Адель. Звезда и смерть Адели Гюс
Шрифт:
О своей любви и бесстрастии Робеспьера и говорила теперь Тереза Люси.
— Меня убивает эта холодность сердца, открытого только для политики! — жаловалась она. — Как он может быть так жесток со мною? Ведь он видит, что я мучаюсь, сгораю на медленном огне, схожу с ума от тоски и страсти! Словно нищий, я молю хоть корочку хлеба, а он спокойно протягивает мне камень дружбы.

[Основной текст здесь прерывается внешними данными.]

PR #3735, opened 2019-11-11
Add weave-daemonset-k8s-1.11.yaml to release script

bboreham:
This is the manifest for Kubernetes 1.11 and above.
It was added to release 2.6 by hand, but this change will mean it gets included automatically next time.


murali-reddy:
LGTM

PR #3740, opened 2019-11-22
Raise Kubernetes CPU requests from 10m to 50m

bboreham:
This setting is passed by Kubelet to the Linux scheduler to ask for a share of available CPU, so we should ask for a bit more than 1% of 1 CPU. Otherwise if a CPU is contended Weave Net will get throttled frequently.

Weave Net in fastdp mode shouldn't need a lot of CPU most of the time, but at startup there is quite a lot to do.

The setting is also used by the Kubernetes scheduler to decide how much will fit on a node, so setting it much higher will reserve CPU that we shouldn't need most of the time.


murali-reddy:
LGTM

— Но, милая Тереза, — со слабой улыбкой возразила Люси, — не подходит ли к твоему положению пословица «как аукнется, так и откликнется». Ведь и ты сама не очень-то благосклонно относишься к поклонению Ладмираля, который сходит с ума по тебе не меньше, чем ты по дяде Максу!
— Ах, ну как ты можешь сравнивать, Люси! — с негодованием воскликнула Тереза. — Это — совсем другое дело! Сипьон противен мне, я не переношу людей, у которых нет ни малейшего чувства
— Да, ты права! — тихо промолвила Люси, и из ее кротких глаз брызнули слезинки, жемчужинами скорби сверкнувшие на бледной коже нежных щек. — Дядя Макс крепко держит свое сердце на цепи, и не у него найти участие страдающему, теплому сердцу. Но ты еще счастлива, Тереза, у тебя есть надежда, есть возможность увенчать свои желания… А если и нет, так ведь ты все равно близка душой любимому, ты делишь его мечты и планы, постоянно имеешь его перед собою. А я…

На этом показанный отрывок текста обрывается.